Please copy out all the data. Every detail stays the same.

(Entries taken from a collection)
--- START ---

PR #5522, opened 2026-06-22
PMM-15129 Fix unparam linter issues

maxkondr:
Ticket number: PMM-15129

Feature build: https://github.com/Percona-Lab/pmm-submodules/pull/4422

- fixed logic in `managed/services/alerting/service.go`.  Before this PR, if the templates dir cannot be created (e.g. permissions/disk on /srv) the error was just logged and the service was still constructed and returned. Now, `pmm-managed` aborts at startup instead of starting in a degraded state.


managed/services/alerting/service.go
```diff
@@ -70,12 +70,13 @@ type Service struct {
...
 
 // NewService creates a new Service.
-func NewService(db *reform.DB, grafanaClient grafanaClient) (*Service, error) { //nolint:unparam
+func NewService(db *reform.DB, grafanaClient grafanaClient) (*Service, error) {
 	l := logrus.WithField("component", "management/alerting")
 
 	err := dir.CreateDataDir(userTemplatesDir, dirPerm)
 	if err != nil {
 		l.Error(err)
+		return nil, err
```
ademidoff, line 79: **Behavior change: a previously-tolerated error is now a fatal startup failure.**

Before this PR, a `dir.CreateDataDir` failure in `NewService` was logged (`l.Error(err)`) and the service was still constructed and returned. With `return nil, err` here, the sole caller in `managed/cmd/pmm-managed/main.go` does `l.Fatalf("Could not create alerting service: %s", err)`, so if the templates dir cannot be created (e.g. permissions/disk on `/srv`), `pmm-managed` now aborts at startup instead of starting in a degraded state.

This is reasonable hardening, but it is a real failure-mode change riding in a `unparam` linter-fix PR — just flagging to confirm it is intended.

qan-api2/services/receiver/receiver.go
```diff
@@ -42,12 +42,9 @@ func NewService(mbm *models.MetricsBucket) *Service {
 }
 
 // Collect implements rpc to store data collected from slowlog/perf schema etc.
-func (s *Service) Collect(ctx context.Context, req *qanpb.CollectRequest) (*qanpb.CollectResponse, error) {
+func (s *Service) Collect(ctx context.Context, req *qanpb.CollectRequest) (*qanpb.CollectResponse, error) { //nolint:unparam
```
ademidoff, line 45: All params are being used here, do we need `nolint:unparam`?

Makefile.include
```diff
@@ -48,7 +48,7 @@ api-test:             ## Run API tests on dev env.
 GOLANG_CI_LINT_RUN_OPTS ?=
 check:                ## Run required checks and linters
 	go tool buf lint -v api
-	LOG_LEVEL=error bin/golangci-lint run -c=.golangci.yml --new-from-rev=$(shell git merge-base v3 HEAD) --new $(GOLANG_CI_LINT_RUN_OPTS)
+	LOG_LEVEL=error bin/golangci-lint run -c=.golangci.yml --new-from-rev=$(shell git merge-base main HEAD) --new $(GOLANG_CI_LINT_RUN_OPTS)
```
ademidoff, line 51: 👍

ademidoff (approved):

managed/services/alerting/service.go
ademidoff: I suggest we highlight such changes to the reviewers going forward, since those could change how the app behaves. In this particular case it's a good one, but it could have been a breaking change in a different scenario.

agent/agents/mongodb/shared/sender/sender.go
```diff
@@ -89,7 +89,7 @@ func (s *Sender) Stop() {
 	s.wg.Wait()
 }
 
-func start(ctx context.Context, wg *sync.WaitGroup, reportChan <-chan *report.Report, w Writer, logger *logrus.Entry, doneChan <-chan struct{}) {
+func start(_ context.Context, wg *sync.WaitGroup, reportChan <-chan *report.Report, w Writer, logger *logrus.Entry, doneChan <-chan struct{}) {
```
JiriCtvrtka, line 92: Since it is used only in one place maybe would be better to remove context param completely.

JiriCtvrtka (approved):

qan-api2/services/receiver/receiver.go
maxkondr: it complains 
```
❯ ./bin/golangci-lint run -c .golangci.yml --enable-only=unparam
qan-api2/services/receiver/receiver.go:45:100: (*Service).Collect - result 1 (error) is always nil (unparam)
func (s *Service) Collect(ctx context.Context, req *qanpb.CollectRequest) (*qanpb.CollectResponse, error) {
```

ademidoff: OK then )

agent/agents/mongodb/shared/sender/sender.go
maxkondr: I think better to make it use context, but this out of scope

--- END ---

• _EXERCISE RESPONSE_:
PR #5522, opened 2026-06-22
PMM-15129 Fix unparam linter issues

maxkondr:
Ticket number: PMM-15129

Feature build: https://github.com/Percona-Lab/pmm-submodules/pull/4422

- fixed logic in `managed/services/alerting/service.go`.  Before this PR, if the templates dir cannot be created (e.g. permissions/disk on /srv) the error was just logged and the service was still constructed and returned. Now, `pmm-managed` aborts at startup instead of starting in a degraded state.


managed/services/alerting/service.go
```diff
@@ -70,12 +70,13 @@ type Service struct {
...
 
 // NewService creates a new Service.
-func NewService(db *reform.DB, grafanaClient grafanaClient) (*Service, error) { //nolint:unparam
+func NewService(db *reform.DB, grafanaClient grafanaClient) (*Service, error) {
 	l := logrus.WithField("component", "management/alerting")
 
 	err := dir.CreateDataDir(userTemplatesDir, dirPerm)
 	if err != nil {
 		l.Error(err)
+		return nil, err
```
ademidoff, line 79: **Behavior change: a previously-tolerated error is now a fatal startup failure.**

Before this PR, a `dir.CreateDataDir` failure in `NewService` was logged (`l.Error(err)`) and the service was still constructed and returned. With `return nil, err` here, the sole caller in `managed/cmd/pmm-managed/main.go` does `l.Fatalf("Could not create alerting service: %s", err)`, so if the templates dir cannot be created (e.g. permissions/disk on `/srv`), `pmm-managed` now aborts at startup instead of starting in a degraded state.

This is reasonable hardening, but it is a real failure-mode change riding in a `unparam` linter-fix PR — just flagging to confirm it is intended.

qan-api2/services/receiver/receiver.go
```diff
@@ -42,12 +42,9 @@ func NewService(mbm *models.MetricsBucket) *Service {
 }
 
 // Collect implements rpc to store data collected from slowlog/perf schema etc.
-func (s *Service) Collect(ctx context.Context, req *qanpb.CollectRequest) (*qanpb.CollectResponse, error) {
+func (s *Service) Collect(ctx context.Context, req *qanpb.CollectRequest) (*qanpb.CollectResponse, error) { //nolint:unparam
```
ademidoff, line 45: All params are being used here, do we need `nolint:unparam`?

Makefile.include
```diff
@@ -48,7 +48,7 @@ api-test:             ## Run API tests on dev env.
 GOLANG_CI_LINT_RUN_OPTS ?=
 check:                ## Run required checks and linters
 	go tool buf lint -v api
-	LOG_LEVEL=error bin/golangci-lint run -c=.golangci.yml --new-from-rev=$(shell git merge-base v3 HEAD) --new $(GOLANG_CI_LINT_RUN_OPTS)
+	LOG_LEVEL=error bin/golangci-lint run -c=.golangci.yml --new-from-rev=$(shell git merge-base main HEAD) --new $(GOLANG_CI_LINT_RUN_OPTS)
```
ademidoff, line 51: 👍

ademidoff (approved):

managed/services/alerting/service.go
ademidoff: I suggest we highlight such changes to the reviewers going forward, since those could change how the app behaves. In this particular case it's a good one, but it could have been a breaking change in a different scenario.

agent/agents/mongodb/shared/sender/sender.go
```diff
@@ -89,7 +89,7 @@ func (s *Sender) Stop() {
 	s.wg.Wait()
 }
 
-func start(ctx context.Context, wg *sync.WaitGroup, reportChan <-chan *report.Report, w Writer, logger *logrus.Entry, doneChan <-chan struct{}) {
+func start(_ context.Context, wg *sync.WaitGroup, reportChan <-chan *report.Report, w Writer, logger *logrus.Entry, doneChan <-chan struct{}) {
```
JiriCtvrtka, line 92: Since it is used only in one place maybe would be better to remove context param completely.

JiriCtvrtka (approved):

qan-api2/services/receiver/receiver.go
maxkondr: it complains 
```
❯ ./bin/golangci-lint run -c .golangci.yml --enable-only=unparam
qan-api2/services/receiver/receiver.go:45:100: (*Service).Collect - result 1 (error) is always nil (unparam)
func (s *Service) Collect(ctx context.Context, req *qanpb.CollectRequest) (*qanpb.CollectResponse, error) {
```

ademidoff: OK then )

agent/agents/mongodb/shared/sender/sender.go
maxkondr: I think better to make it use context, but this out of scope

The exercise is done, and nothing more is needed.